What Republicans used to understand, before extensive brainwashing by Ayn Rand and her disciples, was that left to itself, unregulated capitalism gets really ugly, really fast. The "invisible hand of the markets" does not correct for abuses that convey a short-term economic advantage. On the contrary, in an unregulated capitalist society, there is an inevitable "race to the bottom" as each company seeks to be the first and the fastest to try to gain any available short-term advantage, no matter how destructive it would be to capitalism itself if every company sought that advantage. This understanding long pre-dates the discovery and exploration of the mathematics of game theory; it's an obvious historical fact. In the absence of regulation, capitalism not only rapidly devolves into feudalism, but into a particularly ineffective kind of feudalism, one that doesn't even succeed at keeping the serfs alive.
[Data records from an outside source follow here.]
PR #6071, opened 2024-06-18
SALTO-6111 Add logs in fetch resources for debugging

omrifarkash:
---
Adding log time to fetch resources flow and generate elements

---
_Release Notes_: 
None

---
_User Notifications_: 
None

### DIFF
--- a/packages/adapter-components/src/fetch/resource/resource_manager.ts
+++ b/packages/adapter-components/src/fetch/resource/resource_manager.ts
@@ -67,8 +67,8 @@ export const createResourceManager = <ClientOptions extends string>({
   initialRequestContext?: Record<string, unknown>
   customItemFilter?: (item: ValueGeneratedItem) => boolean
 }): ResourceManager => ({
-  fetch: log.timeDebug(
-    () => async query => {
+  fetch: query => log.timeDebug(
+    async () => {
       const createTypeFetcher: TypeFetcherCreator = ({ typeName, context }) =>
         createTypeResourceFetcher({
           adapterName,
@@ -87,7 +87,7 @@ export const createResourceManager = <ClientOptions extends string>({
       )
       const graph = createDependencyGraph(resourceDefQuery.getAll())
       try {
-        await graph.walkAsync(async typeName => {
+        await graph.walkAsync(typeName => log.timeDebug(async () => {
           const resourceFetcher = resourceFetchers[typeName]
           if (resourceFetcher === undefined) {
             log.debug('no resource fetcher defined for type %s:%s', adapterName, typeName)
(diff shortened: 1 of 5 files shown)


packages/adapter-components/src/fetch/resource/resource_manager.ts
```diff
@@ -97,22 +97,24 @@ export const createResourceManager = <ClientOptions extends string>({
...
           }
-
+          const items = resourceFetcher.getItems()
+          log.info('pushing %d resources for %s:%s', items?.length, adapterName, typeNameAsStr)
           elementGenerator.pushEntries({
             typeName: typeNameAsStr,
-            entries: resourceFetcher.getItems()?.map(item => item.value) ?? [],
+            entries: items?.map(item => item.value) ?? [],
           })
+          log.info('done walk on graph for %s:%s', adapterName, typeNameAsStr)
```
omrifarkash, line 117:
```suggestion
          log.info('done pushing resources for type %s:%s', adapterName, typeNameAsStr)
```

packages/adapter-components/src/fetch/resource/resource_manager.ts
```diff
@@ -67,8 +67,8 @@ export const createResourceManager = <ClientOptions extends string>({
   initialRequestContext?: Record<string, unknown>
   customItemFilter?: (item: ValueGeneratedItem) => boolean
 }): ResourceManager => ({
-  fetch: log.timeDebug(
-    () => async query => {
+  fetch: query => log.timeDebug(
+    async () => {
```
ori-moisis, line 71: note - before this change the `timeDebug` would count the time it took to define the function instead of the time it took the function to run (we noticed in the logs the time it took was always 1-2 ms)

packages/adapter-components/src/fetch/resource/resource_manager.ts
```diff
@@ -67,8 +67,8 @@ export const createResourceManager = <ClientOptions extends string>({
   initialRequestContext?: Record<string, unknown>
   customItemFilter?: (item: ValueGeneratedItem) => boolean
 }): ResourceManager => ({
-  fetch: log.timeDebug(
-    () => async query => {
+  fetch: query => log.timeDebug(
```
omrifarkash, line 70: The log time here was used wrongly. It measured the time to define a function and not the time to execute it

packages/adapter-components/src/fetch/resource/resource_manager.ts
```diff
@@ -87,7 +87,7 @@ export const createResourceManager = <ClientOptions extends string>({
       )
       const graph = createDependencyGraph(resourceDefQuery.getAll())
       try {
-        await graph.walkAsync(async typeName => {
+        await graph.walkAsync(typeName => log.timeDebug(async () => {
```
shir-reifenberg: nit: maybe `log.timeTrace` if it's per type ?

shir-reifenberg (approved):
LGTM with 1 nit 🎉

packages/adapter-components/src/fetch/resource/resource_manager.ts
omrifarkash: as all the others log.time we added in this PR, its per type, not per instance. shouldn't happen more than 10-100 time for a fetch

Democrats need to frame their economic proposals in language that is about saving capitalism. We need to explain that if companies are allowed to dump their environmental cleanup costs onto the public, are allowed to pollute, then they all have to pollute or the ones that invest in cleanup technologies will get crushed by the ones who instead invest in buying them out. We need to explain that if companies are allowed to pay sub-poverty wages and dump their pension and health care costs off onto the taxpayers, then all companies have to shaft their workers, or be bought out by the companies that charge the same prices but don't pay the same costs. We need to explain that in a world where companies compete without regulation, the inevitable race to the bottom creates a world in which nobody can afford to buy the companies' products. Even if that world doesn't lead to Islamist revolution (as it did in Iran), or Communist revolution (as it did in Russia), it still ends up being a world where fewer and fewer people, not more and more, get rich.
Democrats need to hit the Republicans hardest on the Land of Opportunity theme, one of the most powerful slogans in American history. We need to show the people that under Republican leadership, that ancient promise of Americanism, the American Dream, that promise that says that if you stay out of trouble, improve yourself, and work hard all your life you can make a better life for yourself and your kids, is being betrayed. It is not being betrayed because the Republicans are evil people. It is being betrayed because they have fallen for an evil idea, and we have a better idea, one that is equally good for the wealthy and for the middle class and for the working class. And that's why our most successful leader in the last several decades, for all of his personal flaws, has been the man who constantly reminded people that he still believes in a place called Hope.